Zabbix cluster assumes having some sort of database redundancy. Having clickhouse patch makes things a bit easier – amount of database writes reduces to drastically.As clickhouse by it nature is replicated, there is no problem with history storage.
Consistency:
But for the rest of the data there are some issues as Zabbix keeps state in the database:
  • It uses a kind of redundant trigger state storage – triggers states, events and problems
  • It updates items reachability status in DB
So running Zabbix on the cluster must to deal with such a data inconsistency as it must be assumed that just before a server went out of service it didn’t updated it’s database, or it could do a partial update:
For example, a trigger state is recorded, but no event or problem generated.
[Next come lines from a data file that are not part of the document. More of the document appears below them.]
PR #259, opened 2022-01-29
Integrate support for Coral 

jan-kiszka:
Add Google Coral packages to the example image by default. This increases our storage demand, so include the github running VM cleanup that @gylstorffq developed for #115.

PR #264, opened 2022-02-17
Fix SWUpdate build

gylstorffq:
Fix the swupdate build error by bumping isar-cip-core to ed318f247beef10e0433c6ed699b4c1ab008fa6a.

Also bump ISAR and meta-coral refspec to drop the patches introduced by https://github.com/siemens/meta-iot2050/pull/259.

On my machine the build needs currently 52G disk memory.

An out-of-disk error occurred during building. Free disk space by purging the following packages:
- dotnet
- google-chrom-stable
-  temurin java
- google-cloud-sdk
- hhvm
- azure-cli
- llvm*

Also delete all content below /opt and /usr/local.

This leads to free disk space of 65G.

This is a workaround until a slim build environment is provided, see https://github.com/actions/virtual-environments/issues/5098.

### DIFF
--- a/.github/workflows/free-disk-space/action.yml
+++ b/.github/workflows/free-disk-space/action.yml
@@ -3,6 +3,11 @@ description: 'Remove content of the provided image to free disk space for the bu
 runs:
   using: "composite"
   steps:
-      - name: Remove /usr/local/* to free disk space
-        run:  sudo rm -rf /usr/local/*
+      - name:  Free disk space
+        run: |
+          sudo apt-get purge 'dotnet*' google-chrome-stable 'temurin*' google-cloud-sdk hhvm azure-cli 'mongodb*' powershell firefox chromium 'llvm*' 'libllvm*' 'adoptopenjdk*' 'mysql*' libgl1-mesa-dri apache2 'mono*'
+          sudo rm -rf /usr/local/* /opt/hostedtoolcache /opt/pipx* /opt/az
+        shell: bash
+      - name: Show disk space usage
+        run:  df -h
         shell: bash
--- a/kas/iot2050.yml
+++ b/kas/iot2050.yml
@@ -27,24 +27,17 @@ repos:
 
   isar:
     url: https://github.com/ilbers/isar
-    refspec: 74036ebaab5265d62cdf90f563acd5b4d3b8b6d2
+    refspec: cf3f18a649ff42726677a58b224b9bb58ea4ba46
     layers:
       meta:
-    patches:
-      deb-build-profiles:
-        repo: meta-coral
-        path: patches/isar/0001-add-support-for-debian-build-profiles-and-options.patch
-      adjust-kernel-recipe:
-        repo: meta-coral
-        path: patches/isar/0002-refactor-linux-custom.inc-to-use-ISAR-s-DEB_BUILD_PR.patch
 
   meta-coral:
     url: https://github.com/siemens/meta-coral
-    refspec: f0202eaabc39b167d3e86e8595c6f97331f29293
+    refspec: 9d0a1f60ae955ee2edca6caf98312e79accb98e2
 
   cip-core:
     url: https://gitlab.com/cip-project/cip-core/isar-cip-core.git
-    refspec: 0feddaa6dd65c5a1b56ff6fcb18b4e748e53972f
+    refspec: ed318f247beef10e0433c6ed699b4c1ab008fa6a
 
 bblayers_conf_header:
   standard: |


.github/workflows/free-disk-space/action.yml
```diff
@@ -6,3 +6,18 @@ runs:
...
+        shell: bash
+      - name: Remove temurin-jdk to free disk space
+        run:  sudo apt purge temurin*
+        shell: bash
+      - name: Remove google-cloud-sdk to free disk space
+        run:  sudo apt purge google-cloud-sdk
+        shell: bash
+      - name: Remove hhvm to free disk space
+        run:  sudo apt purge hhvm
+        shell: bash
```
jan-kiszka, line 23: Amazing - I wonder how long we can play this game.

BTW, 'shell: bash' is needed for all those calls?

kas/iot2050.yml
```diff
@@ -33,7 +33,7 @@ repos:
 
   meta-coral:
     url: https://github.com/siemens/meta-coral
-    refspec: f0202eaabc39b167d3e86e8595c6f97331f29293
+    refspec: 9d0a1f60ae955ee2edca6caf98312e79accb98e2
```
jan-kiszka, line 36: This removes patches - those that we still use at this stage...?

kas/iot2050.yml
```diff
@@ -27,16 +27,9 @@ repos:
...
+    refspec: cf3f18a649ff42726677a58b224b9bb58ea4ba46
     layers:
       meta:
-    patches:
-      deb-build-profiles:
-        repo: meta-coral
-        path: patches/isar/0001-add-support-for-debian-build-profiles-and-options.patch
-      adjust-kernel-recipe:
-        repo: meta-coral
-        path: patches/isar/0002-refactor-linux-custom.inc-to-use-ISAR-s-DEB_BUILD_PR.patch
```
jan-kiszka, line 39: This patch likely has to come before the meta-coral dump, see my earlier comment.

.github/workflows/free-disk-space/action.yml
gylstorffq: I think we are at the end of the game. We currently need 52G and this will increase with the next feature. I set it to draft to find solution which future prove instead of purging a pill  of packges.

kas/iot2050.yml
```diff
@@ -44,7 +44,7 @@ repos:
 
   cip-core:
     url: https://gitlab.com/cip-project/cip-core/isar-cip-core.git
-    refspec: 0feddaa6dd65c5a1b56ff6fcb18b4e748e53972f
+    refspec: ed318f247beef10e0433c6ed699b4c1ab008fa6a
```
jan-kiszka, line 40: Has to come in lock-step with the isar update - like we did in isar-cip-core as well.

.github/workflows/free-disk-space/action.yml
jan-kiszka: None of the calls rely in bash behavior, that's why I don't see that need.

.github/workflows/free-disk-space/action.yml
```diff
@@ -5,4 +5,31 @@ runs:
...
+        shell: /usr/bin/bash -e {0}
+      - name: Remove azure-cli to free disk space
+        run:  sudo apt purge azure-cli
+        shell: /usr/bin/bash -e {0}
+      - name: Remove llvm-* to free disk space
+        run:  sudo apt purge llvm-*
+        shell: /usr/bin/bash -e {0}
+      - name: Show disk space usage
+        run:  df -h
+        shell: /usr/bin/bash -e {0}
```
jan-kiszka, line 35:
```
run: |
  sudo apt-get purge 'dotnet*' google-chrome-stable 'temurin*' google-cloud-sdk hhvm azure-cli 'mongodb*' powershell firefox chromium 'llvm*' 'libllvm*' 'adoptopenjdk*' 'mysql*' libgl1-mesa-dri apache2 'mono*'
  sudo rm -rf /usr/local/* /opt/hostedtoolcache /opt/pipx* /opt/az
```
gives us 64G

jan-kiszka: And please drop those pointless `shell:` statements.

jan-kiszka: Interesting links:
https://github.com/ThewApp/free-actions/blob/main/.github/workflows/free.yml
https://github.com/actions/virtual-environments/discussions/3242

jan-kiszka: +4G if you also purge docker images.

.github/workflows/free-disk-space/action.yml
```diff
@@ -3,6 +3,11 @@ description: 'Remove content of the provided image to free disk space for the bu
...
   using: "composite"
   steps:
-      - name: Remove /usr/local/* to free disk space
-        run:  sudo rm -rf /usr/local/*
-        shell: bash
+      - name:  Free disk space
+        run: |
+          sudo apt-get purge 'dotnet*' google-chrome-stable 'temurin*' google-cloud-sdk hhvm azure-cli 'mongodb*' powershell firefox chromium 'llvm*' 'libllvm*' 'adoptopenjdk*' 'mysql*' libgl1-mesa-dri apache2 'mono*'
+          sudo rm -rf /usr/local/* /opt/hostedtoolcache /opt/pipx* /opt/az
+        shell: /usr/bin/bash -e {0}
```
jan-kiszka, line 10: Drop `shell:`.

.github/workflows/free-disk-space/action.yml
```diff
@@ -3,6 +3,11 @@ description: 'Remove content of the provided image to free disk space for the bu
...
+      - name: Show disk space usage
+        run:  df -h
+        shell: /usr/bin/bash -e {0}
```
jan-kiszka, line 13: Also here.

.github/workflows/free-disk-space/action.yml
jan-kiszka: Seems we need that in own actions, probably to avoid that they use a default set by the including workflow. Then `shell: bash` should be sufficient.

jan-kiszka (approved):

So I did the following: when a new host is assigned to the server, it will reset it’s items states to “Undefined”, so next trigger recalculation will cause new trigger value to be written and initial problem and event records will be generated. This may cause some repeating events and problems, but guaranties that the item is in proper state in the DB after first trigger calculation.
Availability:
This is up to cluster design.Since I am on PostgreSQL right now, I have decided to use BDR. It allows to have own database on each server and promises to have databases in the same “eventually over the time”.
Partitioning tolerance
The point to have own database server is to be tolerant to cluster partitioning. I assume the database is installed on the same machine as the Zabbix server or close by it. So on event of the cluster partitioning server to database connectivity remains alive. Not really sure what will happen to Zabbix if it’s not, it definitely has some means of waiting for the database to become alive. And perhaps till that stops metrics processing as history syncers would wait for the DB to come back to write new trigger states.
Overall
Zabbix fits very well to cluster which works by distributing hosts among servers. All CAP theorem problems aren’t big ussues. I assume even having history being writing to SQL database is still OK for CAP consideartions.